(Data shown begins)
PR #650, opened 2021-08-28
Closed Loop O2 Improvements

HWright9:
Single Sensor O2 control closed loop. Control improvements for single sensor control. Future enhancement to dual sensor groundwork is laid also.

Main changes:

O2 algorithm updates are linked to engine 720deg Cycles (revolutions / 2). There is a low load and high load value. Set this to ensure exhaust gas from the closed loop correction reaches the sensor. This automatically speeds up the calculation at high load and with engine speed.
There is also a sensor delay in secconds. The sensor delay is the response time of the sensor. The longer of the two delays will be used to trigger an algo update.

Conditons to run closed loop are divided into those that inhibt the algo running and set the correction back to 100% and those that freeze the update and hold the last value. I might put a few more handles to choose what each of the conditions does later but for now try it out.

A key condition is the AFR Target Min setting. Using the AFR target table and this value you can window where closed loop will operate and at what air/fuel ratios.

The simple algorithm is removed as it's functionality can be replicated by the PI controller. (just calibrate P gain to 0, Then I gain to -1 and 1 either side of 0 error)

The PI controller has direct values in it, not scalar constants as textbook PID. So if propotional gain is 5, this is 5% fuel correction to be applied. Same with integral control, it's X% per loop update of the integrator. 

There is an option to delay the integrator after proportional control. This is intended for narrowband switching. The code is looking for an intentional overcorrection on the proportional control to create a rich to lean or lean to rich transition. If that does not occur for X control loops, only then does it start integral control for mean correction. Best to start with it at 0 and adjust once other parameters are ready.

Example of my settings shown below:
O2 Calibration Example


VitorBoss:
The idea is awesome, just some small caveats
You can't grow a page size, they are stored in sequence, doing so will give a lot of unexpected behaviors, I suggest you to move all stored variables to page 10, there is a lot of free space there. Leave unused variables as `unused_xx` which xx is the byte number in the sequence (available on the ini) 

Please don't change the sequence of declared variables inside a page, that will cause errors.

HWright9:
Hey victor. Whats the actual issue with changing the eeprom, and page sizes? Because so far i have seen that tuner studio just writes the values back by name in the correct order as long as you load the .ini before connection.
I havent seen any strange issues.

Its just going to be a lot neater to keep all the ego stuff together.

pazi88:
You will be writing over the following page on the eeprom, if you incresse the page size in the middle.

muuris:
Check updates.ino, storage.h and storage.ino, you haven't modified those. Eeprom space is limited and can't overlap as pazi88 just mentioned.

When changing data order inside structs in version update, Speeduino does data reordering to keep old tunes compatible, as otherwise the old tunes would be corrupted useless. New features are safe to set disabled so users who won't go through every dialog won't experience unexpected behavior.

HWright9:
Hmmm. So just learned a lot! I had assumed the whole thing was just a copy of the structure defined in the RAM. Currently it's overwriting part of the boost table (which I wasn't using).

Any suggestions? I can jam the single cal values in somewhere but I need 15 bytes for the axis and 2 tables. Page 10 looks like it only has 2 bytes free.

VitorBoss:
Page 9 have 29 free bytes

HWright9:
Ok, fixed the memory pages. and added a couple of switches and conditions. Also got rid of a few global variables. This should be pretty much good to go now.
Latest settings I am running shown below.
image

HWright9:
Hi guys, so the last update is working well except for the time delay functions. Relating to **egoSensorDelay** and **egoFreezeDelay**. When I try and calibrate these to anything other than zero I don't get the delay I am expecting. Sometimes very short (< 0.2sec) and sometimes very long (up to 12.5sec). I think I am using runSecsX10 correctly to time against these parameters but haven't been able to resolve it so far. I plan to keep investigating myself but if anyone can have a look at the code and has some ideas then let me know. Thanks.

HWright9:
Ok timers fixed, was a memory order difference between globals.h and the speeduino.ini. Also fixed DFCO comparison to prevent overflow from disabling the delay at 109 mins into a drive. As far as I know the code is working now for a single O2 sensor.

HWright9:
Background on why alternating rich and lean pulses are required for 3 way catalysts:
(for inclusion in the Wiki)

3 Way converters
Allows reduction of NOx (nitrogen oxides) to N2 (nitrogen) and O2 (oxygen)
Allows oxidation of CO (carbon monoxide) to less-harmful CO2 (carbon dioxide)
Allows oxidation of HC (unburned hydrocarbons) to CO2 (carbon dioxide) and H2O (water)

Uses advanced catalyst chemistry to store and release O2, in conjunction with an O2 monitoring and control system.  
This system utilizes one or more O2 sensors to oscillate the fuel mixture between lean and rich conditions. This oscillation, combined with the O2 storage and release on the catalyst surface, allows for optimum reduction of all three emissions. 
In practice roughly a 3% swing rich and lean is required.

reference/speeduino.ini
```diff
@@ -420,7 +420,12 @@ page = 1
       rtc_trim        = scalar,  S08,    123,               "ppm",      1, 0, -127, +127, 0
       idleAdvVss      = scalar, U08,      124,        "km/h",       1,       0.0,   0.0,     255,      0 
       mapSwitchPoint  = scalar, U08,      125,        "RPM",      100,       0.0,   0.0,     16320,    0
-      unused2_95      = array,  U08,      126, [2],   "%",        1.0,       0.0,   0.0,     255,      0
+      
+      unused2a_126    = scalar,  U08,     126,         "",        1.0,       0.0,   0.0,     255,      0
+      unused2b_127     = bits,    U08,    127, [0:0],
+      egoResetwAFR    = bits,    U08      127  [1:1], "Freeze", "Reset"
+      egoResetwfuelLoad = bits,    U08    127  [2:2], "Freeze", "Reset"
```
karniv00l, line 427: missing commas:

```ini
egoResetwAFR      = bits,    U08,    127,  [1:1], "Freeze", "Reset"
egoResetwfuelLoad = bits,    U08,    127,  [2:2], "Freeze", "Reset"
```

reference/speeduino.ini
```diff
@@ -2396,23 +2423,38 @@ menuDialog = main
...
+      field = "AFR Target Condition Config",  egoResetwAFR,           {(includeAFR == 0) && egoType && (egoAlgorithm < 3) }
+      field = "Load For High Update Rate ",   egoFuelLoadMax,     { (includeAFR == 0) && egoType && (egoAlgorithm < 3) }
+      field = "Load Condition Config",        egoResetwfuelLoad,           {(includeAFR == 0) && egoType && (egoAlgorithm < 3) }
+      field = "Max Change in Fuel Load ",     egoFuelLoadChngMax,    { (includeAFR == 0) &&egoType && (egoAlgorithm < 3) }
+      field = "Re-enable delay after Freeze", egoFreezeDelay,      { (includeAFR == 0) &&egoType && (egoAlgorithm < 3)
+      field = "Integrator Delay",           egoIntDelay,         {(includeAFR == 0) && egoType && (egoAlgorithm < 3) }      }
+      
+    dialog = egoPID, "ego Control Closed Loop", xAxis  
+      panel = ego_Prop_Table       {(includeAFR == 0) && egoType && (egoAlgorithm < 3) }
+      panel = ego_Integral_Table   {(includeAFR == 0) && egoType && (egoAlgorithm < 3) }
```
karniv00l, line 2452: missing commas:

```ini
panel = ego_Prop_Table,       {(includeAFR == 0) && egoType && (egoAlgorithm < 3) }
panel = ego_Integral_Table,   {(includeAFR == 0) && egoType && (egoAlgorithm < 3) }
```

HWright9: Thanks.

HWright9:
This PR supersceeded by Dual O2 closed loop #732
(Data shown ends)
All lines in the data above from the one with "3 Way converters" through the one with "Uses advanced catalyst" must be repeated exactly, and no others.

3 Way converters
Allows reduction of NOx (nitrogen oxides) to N2 (nitrogen) and O2 (oxygen)
Allows oxidation of CO (carbon monoxide) to less-harmful CO2 (carbon dioxide)
Allows oxidation of HC (unburned hydrocarbons) to CO2 (carbon dioxide) and H2O (water)

Uses advanced catalyst chemistry to store and release O2, in conjunction with an O2 monitoring and control system.  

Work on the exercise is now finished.